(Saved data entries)
____________
PR #1886, opened 2021-07-04
Correct openapi ignore-privs table comments

steve-chavez:
The new `openapi-mode=ignore-privileges` didn't output `COMMENTs` on tables. Seems this wasn't considered back in https://github.com/PostgREST/postgrest/pull/885.

Comments on columns were already included, so this is just a change to make the output consistent.

I've tested it on the private big schema(327 tables/views) and there's no apparent change in query speed.


src/PostgREST/DbStructure.hs
```diff
@@ -466,7 +466,7 @@ allTables =
     SELECT
       n.nspname AS table_schema,
       c.relname AS table_name,
-      NULL AS table_description,
+      d.description AS table_description,
```
steve-chavez, line 469: This was the issue, the description was just a NULL.

test/Feature/IgnoreAclOpenApiSpec.hs
```diff
@@ -1,65 +0,0 @@
-module Feature.IgnorePrivOpenApiSpec where
```
steve-chavez, line 1: Renamed this file on https://github.com/PostgREST/postgrest/pull/1882. Forgot to delete it :man_facepalming:.

laurenceisla:
> I've tested it on the private big schema(327 tables/views) and there's no apparent change in query speed.

That was my main concern in this case. If it doesn't affect the performance, then looks good to me.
____________
INSTRUCTIONS TO FOLLOW:
Reproduce each entry precisely, so that nothing differs from the original.

EXERCISE OUTPUT:
PR #1886, opened 2021-07-04
Correct openapi ignore-privs table comments

steve-chavez:
The new `openapi-mode=ignore-privileges` didn't output `COMMENTs` on tables. Seems this wasn't considered back in https://github.com/PostgREST/postgrest/pull/885.

Comments on columns were already included, so this is just a change to make the output consistent.

I've tested it on the private big schema(327 tables/views) and there's no apparent change in query speed.


src/PostgREST/DbStructure.hs
```diff
@@ -466,7 +466,7 @@ allTables =
     SELECT
       n.nspname AS table_schema,
       c.relname AS table_name,
-      NULL AS table_description,
+      d.description AS table_description,
```
steve-chavez, line 469: This was the issue, the description was just a NULL.

test/Feature/IgnoreAclOpenApiSpec.hs
```diff
@@ -1,65 +0,0 @@
-module Feature.IgnorePrivOpenApiSpec where
```
steve-chavez, line 1: Renamed this file on https://github.com/PostgREST/postgrest/pull/1882. Forgot to delete it :man_facepalming:.

laurenceisla:
> I've tested it on the private big schema(327 tables/views) and there's no apparent change in query speed.

That was my main concern in this case. If it doesn't affect the performance, then looks good to me.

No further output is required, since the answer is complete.